Publisher: Oni Press

Jonna and the Unpossible Monsters, Cover by Chris Samnee


An all-ages adventure comic set in a post-apocalyptic world with monsters.

Think Jurassic World with kaiju crossed with elements of Tarzan.


(Minor spoilers)

Jonna and her elder sister, Rainbow, have been separated for over a year after a cataclysmic event occurred on their world that introduced giant monsters, widespread drought, and devastation. The last time Rainbow saw her sister was the day the leviathans appeared. Ever since, she has been searching in what remains of humanity, moving from village to village, hoping for some sign of her family's survival.

Then she hears a rumor of a child gone feral who possesses superhuman strength.
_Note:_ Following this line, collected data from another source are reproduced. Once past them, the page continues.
PR #690, opened 2022-10-25
docs: readme for proto files

lovromazgon:
### Description

Adds readme for proto files regarding the Conduit API.

### DIFF
--- a/proto/README.md
+++ b/proto/README.md
@@ -1,0 +1,32 @@
+# Conduit API Proto files
+
+This folder contains protobuf files that define the Conduit gRPC API and
+consequently also the HTTP API via
+the [grpc-gateway](https://github.com/grpc-ecosystem/grpc-gateway). The proto
+schema is uploaded to
+the [Buf schema registry](https://docs.buf.build/bsr/introduction) and can be
+found here: https://buf.build/conduitio/conduit
+
+Buf schema registry provides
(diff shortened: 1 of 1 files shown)


proto/README.md
```diff
@@ -0,0 +1,32 @@
...
+Because we use remote code generation provided by the Buf schema registry there
+is no locally generated code. When developing locally we don't want to push a
+new version of the proto files every time we make a change, that's why in that
+case we can switch to locally generated protobuf code.
+
+To switch to locally generated protobuf code follow the following steps:
+- run `cd proto && buf generate`
+- cd into the newly generated folder `proto/gen`
+- create a `go.mod` file by running `go mod init go.buf.build/conduitio/conduit/conduitio/conduit && go mod tidy`
+- cd into the root of the project and run `go mod edit -replace go.buf.build/conduitio/conduit/conduitio/conduit=./proto/gen && go mod tidy`
```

Could Jonna have survived this long on her own in the wild or will this be just another dead end? Her sister is out there somewhere and she will stop at nothing to be reunited with her.


  • Better known for his work as an artist, Harvey and Eisner Award Winner, Chris Samnee takes on writing duties for Jonna with his wife Laura, a newcomer to working in the comics field. The narrative execution is superb, if spartan. Vast sections of the story are left largely vacant of dialogue, leaning heavily on illustration work to reveal the plot, which adds to the sense of isolation Rainbow experiences with the absence of her family.
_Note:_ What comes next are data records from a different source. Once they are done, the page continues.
PR #691, opened 2022-10-25
test: make source node test more stable

lovromazgon:
### Description

There ~is~ was a [flaky test](https://github.com/ConduitIO/conduit/actions/runs/3320689900/jobs/5487359936#step:4:1046). The issue was that the source connector mock returned an error in `Read` after `Stop` was called. This does not happen with real connectors, they keep running until `Teardown` is called which actually closes the stream. This is now changed, it also changes the expectation for how many times `Read` is called on the mock, making it even more stable.

I ran the test in a loop 10.000 times, before the change it failed ~10 times, after the change no fails anymore.

### Quick checks:


hariso (approved):
:rocket:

  • Adding to the cohesion of elements that comprise the piece, Chris also takes on the more familiar role of the artist. With his characteristic signature style, shadows are penned heavily. The linework of the characters is modest but textured, reminiscent of a more robust Kyle Starks portrayal of the human figure. Monsters are full-on kaiju (less Jurassic Park, more Starship Troopers), favoring claw-like appendages over hands.
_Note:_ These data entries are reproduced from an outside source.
Issue #17, opened 2021-05-03
Stream Inspector


neovintage:
The goal is to give folks the ability to see what's happening inside the stream. This is not like `tail`. This is more like `peek`. Pull out some information from the stream so that a developer can see the data and data types. 

- [x] #692 
- [ ] UI changes
- [x] #700 
- [x] #701 
- [x] #702

lyuboxa:
Inspector will be nice, but I will raise you a REPL for this, it will be magnificent.

neovintage:
@lyuboxa what would a repl look like? Would you have to create a "conduit cli" to make this possible?

lyuboxa:
I think any tooling that can be used to inspect data real time and does not involve explicit parsing will be useful. When @hariso and I were discussing this something like this came to mind:

```
$ conduit-cli
> pipelines
<... print list of pipelines>
> c  = pipeline["abc"].connector["source"]
> c.peek(1) 
-> <message in structured format>
> c.processors["anonymize"].Peek(1)
-> <message in structured format> 
```

I think an interactive REPL will be useful, a console or whatever you want to call it.

lovromazgon:
@lyuboxa A REPL doesn't sound very composable to me 😕 Why not rather provide a simple CLI command to get the records? This would let you compose it with other tools like `grep` & co. Example:

```
$ conduit-cli inspect id:of:my:component --limit 2
<message>
<message>
```

Sidenote: I think it's a bit off-topic to talk about a CLI/REPL in this issue, it sounds like a whole separate feature by itself.

lyuboxa:
> A REPL doesn't sound very composable to me .

Does it have to be? REPL are interactive tools for evaluation, not unix commands. Both options have their merits.
Former is more suitable for interactive work (which CLI is not tbh, but it does need a way to enter an interactive session). 
However, if you only want to dump data and move on, then this is likely not the most optimal solution.

> Sidenote: I think it's a bit off-topic to talk about a CLI/REPL in this issue, it sounds like a whole separate feature by itself.

Yup for sure.

hariso:
> > Sidenote: I think it's a bit off-topic to talk about a CLI/REPL in this issue, it sounds like a whole separate feature by itself.
> 
> Yup for sure.

Here's a separate issue for that: https://github.com/ConduitIO/conduit/issues/697.

hariso:
All the tasks are done, closing the issue.

PR #692, opened 2022-10-25
docs: Stream inspector design

hariso:
### Quick checks:


docs/design-documents/20221024-stream-inspector.md
```diff
@@ -0,0 +1,73 @@
...
+### Chosen implementation
+[grpc-websocket-proxy](https://github.com/tmc/grpc-websocket-proxy/) mention in option 1 is relatively popular and is
+open-source, so using it is no risk. Overall
+
+## Questions
+
+* Should we rename it to pipeline inspector instead? Pipeline is the term we use in the API, streams are used
+  internally.
+    * Cons: We cannot call it CSI (Conduit's Stream Inspector) anymore.
+* Is metadata needed (such as time the data was captured)?
```
lovromazgon, line 83: Hmm, I'd say we don't need it in the first iteration. It would be interesting to know the time (e.g. we could measure how long the record took to reach that point in the pipeline), but I don't think we need to make our lives harder because of this. If we go with the push solution the latency should _ideally_ be very low anyway so the client would see the record roughly at the same time when it passed through the pipeline.

Sidenote: if we still decide to add this info I advise against adding it in the record metadata, I think it's important to be able to inspect the record exactly as it is in the pipeline. So in that case we would probably need to wrap the record in some other structure (inspector record?) that contains its own metadata.

docs/design-documents/20221024-stream-inspector.md
```diff
@@ -0,0 +1,87 @@
...
+
+## Future work
+
+* Inspector REPL
```
lovromazgon, line 87: When I hear REPL I think of it being able to evaluate commands, what exactly do we mean by this? Are we talking about a CLI interface to inspect records?

docs/design-documents/20221024-stream-inspector.md
```diff
@@ -0,0 +1,87 @@
...
+grpc-gateway doesn't support WebSockets (see [this](https://github.com/grpc-ecosystem/grpc-gateway/issues/168)). There's 
+an open-source proxy for it though, available [here](https://github.com/tmc/grpc-websocket-proxy/). 
+
+### Implementation option 2: Pure gRPC
+Conduit provides a streaming endpoint. The stream is consumed as such, i.e. a gRPC endpoint. A JavaScript implementation
+of gRPC for browser clients exists (called [grpc-web](https://github.com/grpc/grpc-web)). While that would mean no 
+changes in Conduit itself, it would require a lot of changes in the UI.
+
+### Implementation option 3: Server-sent events 
+TBD
```
lovromazgon, line 70: Did you forget to delete this option or is there another one coming?

docs/design-documents/20221024-stream-inspector.md
```diff
@@ -0,0 +1,87 @@
...
+
+### Chosen implementation
+[grpc-websocket-proxy](https://github.com/tmc/grpc-websocket-proxy/) mention in option 1 is relatively popular and is
+open-source, so using it is no risk. The other option is much costlier.
+
+
+
+## Questions
```
lovromazgon, line 78: * Should there be a limit on how long a stream inspector can run?
* Should there be a limit on how many records a stream inspector can receive?

docs/design-documents/20221024-stream-inspector.md
```diff
@@ -0,0 +1,87 @@
...
+Three methods are required in total:
+1. One to inspect a connector (there's a single endpoint for source and destination connectors)
+2. One to inspect records coming into a processor
+3. One to inspect records coming out of a processor
+
+### Implementation option 1: WebSockets
+Conduit provides a streaming endpoint. The stream is exposed using the WebSockets API.
+
+grpc-gateway doesn't support WebSockets (see [this](https://github.com/grpc-ecosystem/grpc-gateway/issues/168)). There's 
+an open-source proxy for it though, available [here](https://github.com/tmc/grpc-websocket-proxy/).
```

  • Matthew Wilson adopts a softer color palette, favoring dusky purples and deep fuchsias alternating with golden-hour yellows and russet oranges, often creating depth by subtly changing a color hue, alternating from light to dark within a panel. Nothing is rendered harsh, as if the world exists perpetually at dawn and twilight.

  • Sometimes the strongest compliment one can attribute to lettering work is that its placement is so on-point that it goes largely unnoticed, which is the case here with Crank!'s execution. Bubble stacks, when the conversation is more engaged, create pleasant visual curves, allowing the eye to bounce quickly back to the lush visuals designed to carry the story.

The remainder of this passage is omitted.